The information below comes from the statement of deficiencies compiled by health inspectors and provided to AHCJ by the Centers for Medicare and Medicaid Services. It does not include the steps the hospital plans to take to fix the problem, known as a plan of correction. For that information, you should contact the hospital, your state health department or CMS. Accessing the document may require you to file a Freedom of Information Request. Information on doing so is available here.
|SOUTHCOAST HOSPITALS GROUP||363 HIGHLAND AVENUE FALL RIVER, MA 02720||Feb. 24, 2011|
|VIOLATION: EMERGENCY ROOM LOG||Tag No: A2405|
|Base on documentation review it was determined Patient #1 ' s 2/11/11 presentation to Hospital #1 ' s ED was not recorded on the corresponding ED log.

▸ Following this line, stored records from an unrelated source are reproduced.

PR #71, opened 2019-08-19
(SERVER-2193) Add API for retrieving JRuby thread dumps

Sharpie:
This commit adds a `get-jruby-thread-dump` method that iterates through
the interpreters registered to a JRuby pool and returns a Ruby backtrace
from each one. Generation of the backtraces is done via the JRuby JMX
management interface and thus requires `-Djruby.management.enabled=true`
to be set in JAVA_ARGS.

### DIFF
--- a/project.clj
+++ b/project.clj
@@ -15,6 +15,7 @@
   :test-paths ["test/unit" "test/integration"]
 
   :dependencies [[org.clojure/clojure]
+                 [org.clojure/java.jmx]
                  [org.clojure/tools.logging]
 
                  [me.raynes/fs]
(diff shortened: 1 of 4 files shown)


Sharpie:
One test currently fails as JRuby backtraces from JMX are broken in 9.2.7.0. Fixed in 9.2.8.0:

https://github.com/jruby/jruby/commit/d2875a4

Magisus:
We're hoping to update to JRuby 9.2.8 shortly.

Magisus:
I have a PR for that update here https://github.com/puppetlabs/jruby-deps/pull/18, we're currently in the throes of a bunch of other dep bumps that might slow that down, but it should go in soon.

Sharpie:
With JRuby 9.2.8.0 in, tests now pass.

PR #75, opened 2019-08-27
Experiment with "reference pool"

Magisus:
This work creates a second implementation of a LockablePool, that hands out references to a single JRuby instance, instead of handing out multiple instances one at a time. This can be toggled via a `multithreaded` config value. It adds one additional setting, `max-concurrent-thread-count`, which controls how many references the ReferencePool may hand out at once.

It still needs more testing, partially in the form of a refactor of the existing tests, splitting some of them out because they apply only to the JRubyPool and not the ReferencePool paradigm (a good example of splayed flushing of instances) or vice versa. I also haven't done any high-level (e.g. in puppetserver) testing yet.

But before I do all that, I thought I'd put this up, so people can take a look at the approach and provide initial feedback on whether we think this is better than proceeding down the route started in https://github.com/puppetlabs/puppetserver/pull/2143. The semantics here are _almost_ right in most cases, and could probably be reworded in some places to reduce misleading descriptions and names. But it's also possible that this is conflating two ideas that are too dissimilar to warrant trying to jam them into one abstraction.

### DIFF
--- a/dev-resources/logback-test.xml
+++ b/dev-resources/logback-test.xml
@@ -7,7 +7,7 @@
 
     <!--<logger name="log4j.logger.org.eclipse.jetty.server" level="warn"/>-->
 
-    <root level="warn">
+    <root level="info">
         <appender-ref ref="STDOUT" />
     </root>
 </configuration>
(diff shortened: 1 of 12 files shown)


Magisus:
This now passes all of its tests. I'll have to completely redo the commits here to make them make sense. My next step is to try this in puppetserver.

Magisus:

Please see Tag A-2406 for information related to Patient #1 and his/her 2/11/11 ED presentation.
Review of the 2/11/11 ED log did not indicate Patient #1 ' s name appeared on the log.
|VIOLATION: MEDICAL SCREENING EXAM||Tag No: A2406|
|Based on interview and documentation review it was determined Hospital #1 failed to provide a MSE to Patient #1 on 2/11/11.
The Triage Nurse was interviewed in person on 2/24/11 at 12:00 PM. The Triage Nurse said at the same time Police Officer #1 approached the triage desk a telephone call was received from a near by Mental Health Center reporting there would be a patient arriving with police officers. The Triage Nurse said he/she replied they were here now (in Hospital #1's ED waiting area) and Police Officer #1, who was standing at the desk, asked if it was the Mental Health Center on the phone and stated he/she wanted to speak with them; upon which the phone was handed over to Police Officer #1. The Triage Nurse said he/she left the triage desk briefly and upon returning Police Officer #1 reported Patient #1 had, earlier that day, eloped from Hospital #2 and that they (the police officers) had had to sweet talk Patient #1 into coming to Hospital #1. The Triage Nurse said he/she stated to Police Officer #1 that it seemed that since Patient #1 had eloped from Hospital #2 the police had brought Patient #1 back to the wrong place; however they (Hospital #1) would be happy to see Patient #1 but for continuity of care it did seem that Patient #1 belonged at Hospital #2. The Triage Nurse said at this point two individuals sitting in the ED waiting area got up and walked out accompanied by Police Officer #2, who had also been in the waiting area, along with Police Officer #1.
There was no medical record associated with Patient #1 ' s 2/11/11 ED presentation.
Review of Patient #1 ' s medical record from Hospital #2 indicated on 2/11/11, at 9:58 PM Patient #1, under a section 12a (Application that when properly completed mandates an involuntary hospitalization until a formal psychiatric evaluation is completed), was brought to Hospital #2 ' s ED and received a MSE including medical and psychiatric evaluations. Patient #1 was determined to require an in patient psychiatric admission and a bed search was conducted. However while waiting for a psychiatric bed to be available Patient #1 stabilized and was discharged home, with comprehensive community services, from the ED on 2/15/11.